Proxy sub-module will extract and transform Proxy data already ranked by spot-ml and will load it into impala tables for the presentation layer.
Proxy spot-oa main script executes the following steps:
1. Creates the right folder structure to store the data and the ipython notebooks. This is: data: data/proxy/<date>/ ipython Notebooks: ipynb/proxy/<date>/ 2. Creates a copy of the notebooks templates into the ipython Notebooks path and renames them removing the "_master" part from the name. 3. Gets the proxy_results.csv from the HDFS location according to the selected date, and copies it back to the corresponding data path. 4. Reads a given number of rows from the results file. 5. Checks reputation for the full uri of each connection. 6. Adds a new column for the severity of each connection. 7. Translates the 'response code' to human readable text according to the IANA specification. The translated values are stored in the respcode_name column. 8. Add Network Context. 9. Creates a hash for every full_uri + clientip pair to use as filename. 10. Saves the data in the _proxy_\scores_ table. 12. Collects information about additional connections to display the details table in the UI.
Dependencies
Python 2.7 should be installed in the node running Proxy OA.
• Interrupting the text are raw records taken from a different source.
PR #1918, opened 2024-02-15
Colony balance should include funds currently in expenditures' pots

### LINKED ISSUE #938: Colony balance should include funds currently in expenditures' pots
As per the title, we should include all the unclaimed balance in all the expenditures' pots when calculating colony total balance. 

This issue will be relevant during the refreshed UI wiring stage.

At the moment the expenditure balance is fetched using a lambda, so fetching the balances of all existing colony expenditures using this lambda will be pretty slow. The assignee should consider creating a new lambda to return a single balance for all expenditures or re-consider the approach of getting the balance via lambda in the first place (and instead, keep track of the expenditure's funding pot balance by listening to relevant events).

jakubcolony:
## Description

Expenditures are funded by moving funds from a domain's funding pot to an expenditure's funding pot. Because of this, the balances shown in the balance table do not include any funds that are in expenditures' funding pots and have not yet been claimed. 

As part of Advanced Payments project, we want to include funds held in expenditures in colony balances, and provide a way of getting the expenditures balances separately from the total balances.

This PR addresses those requirements by:
1. Refactoring the way expenditure balances are stored: Balances used to be fetched via a lambda which wasn't suitable for getting multiple expenditures at the same time. Instead, there are block-ingestor handlers to listen for events that modify the balance and update it in the DB accordingly.
2. Including unclaimed expenditure funds in the balances table.
3. Introducing `useColonyExpenditureBalances` hook that returns a map between token addresses and total balance.

## Testing

1. Create a new colony (you can use `scripts/create-colony-url.js`)
2. Mint some tokens.
3. Use the testing UI to create expenditure. The ID is incremental and starts at 1. (you can also run `listExpenditures` query to get the native ID of an expenditure). **Note**: This is not the same as expenditure database ID
4. Lock and fund the expenditure.
5. Navigate to the Balances page. The native token balance should not decrease.
6. Run `listExpenditures` query (making sure to include `balances` field) to confirm the balance has been updated. Note: The balance is stored in wei and includes the expected network fee.
7. Finalize the expenditure using the testing UI. Your wallet balance should increase by 10 ETH of the colony's native token.
8. The balance on the Balances page should decrease by 10 ETH + network fee.
9. The expenditure balance should be "0".

Resolves #938


bassgeta (approved):
Tried it out, it works, nice one!

PR #1288, opened 2023-11-09
Refactor routes

willm30:
## Description

Refactoring routes per #1261. 

When testing, please check all existing routes and flows still work, and that document titles are updated correctly.

The route `user/:username` is broken on `master`, and new routes such `streaming-payments` are yet to be wired in. All other routes I'm expecting to work and not be redirected to 404. 

I have tested all nested colony routes, transactions, account nested routes, create-colony, 404, and create-profile (although this doesn't appear to have been wired in to new UI).

**Changes** 🏗

- Refactored route paths
- Swapped hardcoded strings for constants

The following modules are already included but some of them require configuration. Please refer to the components documentation for more information.
proxy_conf.json
Prerequisites
Before running Proxy OA, users need to configure components for the first time. It is important to mention that configuring these components make them work for other data sources as Flow and DNS.
Output
Main results file for Proxy OA. The data stored in this table is limited by the number of rows the user selected when running oa/start_oa.py.
0.tdate string 1.time string 2.clientip string 3.host string 4.reqmethod string 5.useragent string 6.resconttype string 7.duration int 8.username string 9.webcat string 10.referer string 11.respcode string 12.uriport string 13.uripath string 14.uriquery string 15.serverip string 16.scbytes int 17.csbytes int 18.fulluri string 19.word string 20.ml_score Float 21.uri_rep string 22.respcode_name string 23.network_context string
A query will be executed for each fulluri + clientip connection for each hour of the day.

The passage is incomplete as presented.